PR #14695, opened 2026-01-21
fix(next): use base metadata headers for segment fallback initial headers

wyattjoh:
fix(next): use base metadata headers for segment fallback initial headers

When serving segment fallbacks, the initial headers should be inferred
from the base metadata file which includes the cache tags for the
fallback render. Without this, build output entries are produced without
cache tags and become unexpirable.

chore: add changeset for segment fallback headers fix

### DIFF
--- a/packages/next/src/utils.ts
+++ b/packages/next/src/utils.ts
@@ -3285,15 +3285,25 @@ export const onPrerenderRoute =
             // then therefore unexpirable.
             let segmentInitialHeaders = initialHeaders;
             if (
-              !segmentInitialHeaders &&
-              // Blocking/fallback routes don't emit per-segment headers from Next,
-              // so inherit the route meta headers to carry cache tags
               (isBlocking || isFallback) &&
               'headers' in meta &&
               typeof meta.headers === 'object' &&
               meta.headers !== null
             ) {
-              segmentInitialHeaders = meta.headers as Record<string, string>;
+              const metaHeaders = meta.headers as Record<string, string>;
+              const hasMissingMetaHeader =
+                !segmentInitialHeaders ||
+                Object.keys(metaHeaders).some(
+                  key => segmentInitialHeaders?.[key] == null
+                );
+              if (hasMissingMetaHeader) {
+                // Merge to fill any missing meta headers without overriding
+                // segment-specific values.
+                segmentInitialHeaders = {
+                  ...metaHeaders,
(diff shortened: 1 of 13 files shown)


wyattjoh:
* **#14695** <a href="https://app.graphite.com/github/pr/vercel/vercel/14695?utm_source=stack-comment-icon" target="_blank">Graphite</a> 👈 <a href="https://app.graphite.com/github/pr/vercel/vercel/14695?utm_source=stack-comment-view-in-graphite" target="_blank">(View in Graphite)</a>
* **#14689** <a href="https://app.graphite.com/github/pr/vercel/vercel/14689?utm_source=stack-comment-icon" target="_blank">Graphite</a>
* `main`


<h2></h2>

packages/next/src/utils.ts
```diff
@@ -3277,6 +3277,23 @@ export const onPrerenderRoute =
...
+            // No initial headers here means that the fallback is being served
+            // and it should infer the initial headers from the base metadata
+            // file which will be the ones which include the cache tags for
+            // the fallback render. Failing to do this will result in
+            // producing build output entries without any cache tags which are
+            // then therefore unexpirable.
+            let segmentInitialHeaders = initialHeaders;
+            if (
+              !segmentInitialHeaders &&
+              isBlocking &&
```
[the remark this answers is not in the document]
wyattjoh: No, because fallbacks will use the `fallbackHeaders` if that's the case.

ztanner: is there a test we can write for this? I'm trying to understand the scenario this is triggered by. When is a fallback blocking in a PPR path?

packages/next/src/utils.ts
```diff
@@ -3277,6 +3277,23 @@ export const onPrerenderRoute =
...
 
+            // No initial headers here means that the fallback is being served
+            // and it should infer the initial headers from the base metadata
+            // file which will be the ones which include the cache tags for
+            // the fallback render. Failing to do this will result in
+            // producing build output entries without any cache tags which are
+            // then therefore unexpirable.
+            let segmentInitialHeaders = initialHeaders;
+            if (
+              !segmentInitialHeaders &&
```
ztanner: what about when headers exist, but tags are absent? Isn't that another scenario where we produced build output entries without any cache tags?

ijjk (approved):

ztanner (approved):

Work order. The complete data is to be transcribed verbatim.

Final answer.
PR #14695, opened 2026-01-21
fix(next): use base metadata headers for segment fallback initial headers

wyattjoh:
fix(next): use base metadata headers for segment fallback initial headers

When serving segment fallbacks, the initial headers should be inferred
from the base metadata file which includes the cache tags for the
fallback render. Without this, build output entries are produced without
cache tags and become unexpirable.

chore: add changeset for segment fallback headers fix

### DIFF
--- a/packages/next/src/utils.ts
+++ b/packages/next/src/utils.ts
@@ -3285,15 +3285,25 @@ export const onPrerenderRoute =
             // then therefore unexpirable.
             let segmentInitialHeaders = initialHeaders;
             if (
-              !segmentInitialHeaders &&
-              // Blocking/fallback routes don't emit per-segment headers from Next,
-              // so inherit the route meta headers to carry cache tags
               (isBlocking || isFallback) &&
               'headers' in meta &&
               typeof meta.headers === 'object' &&
               meta.headers !== null
             ) {
-              segmentInitialHeaders = meta.headers as Record<string, string>;
+              const metaHeaders = meta.headers as Record<string, string>;
+              const hasMissingMetaHeader =
+                !segmentInitialHeaders ||
+                Object.keys(metaHeaders).some(
+                  key => segmentInitialHeaders?.[key] == null
+                );
+              if (hasMissingMetaHeader) {
+                // Merge to fill any missing meta headers without overriding
+                // segment-specific values.
+                segmentInitialHeaders = {
+                  ...metaHeaders,
(diff shortened: 1 of 13 files shown)


wyattjoh:
* **#14695** <a href="https://app.graphite.com/github/pr/vercel/vercel/14695?utm_source=stack-comment-icon" target="_blank">Graphite</a> 👈 <a href="https://app.graphite.com/github/pr/vercel/vercel/14695?utm_source=stack-comment-view-in-graphite" target="_blank">(View in Graphite)</a>
* **#14689** <a href="https://app.graphite.com/github/pr/vercel/vercel/14689?utm_source=stack-comment-icon" target="_blank">Graphite</a>
* `main`


<h2></h2>

packages/next/src/utils.ts
```diff
@@ -3277,6 +3277,23 @@ export const onPrerenderRoute =
...
+            // No initial headers here means that the fallback is being served
+            // and it should infer the initial headers from the base metadata
+            // file which will be the ones which include the cache tags for
+            // the fallback render. Failing to do this will result in
+            // producing build output entries without any cache tags which are
+            // then therefore unexpirable.
+            let segmentInitialHeaders = initialHeaders;
+            if (
+              !segmentInitialHeaders &&
+              isBlocking &&
```
[the remark this answers is not in the document]
wyattjoh: No, because fallbacks will use the `fallbackHeaders` if that's the case.

ztanner: is there a test we can write for this? I'm trying to understand the scenario this is triggered by. When is a fallback blocking in a PPR path?

packages/next/src/utils.ts
```diff
@@ -3277,6 +3277,23 @@ export const onPrerenderRoute =
...
 
+            // No initial headers here means that the fallback is being served
+            // and it should infer the initial headers from the base metadata
+            // file which will be the ones which include the cache tags for
+            // the fallback render. Failing to do this will result in
+            // producing build output entries without any cache tags which are
+            // then therefore unexpirable.
+            let segmentInitialHeaders = initialHeaders;
+            if (
+              !segmentInitialHeaders &&
```
ztanner: what about when headers exist, but tags are absent? Isn't that another scenario where we produced build output entries without any cache tags?

ijjk (approved):

ztanner (approved):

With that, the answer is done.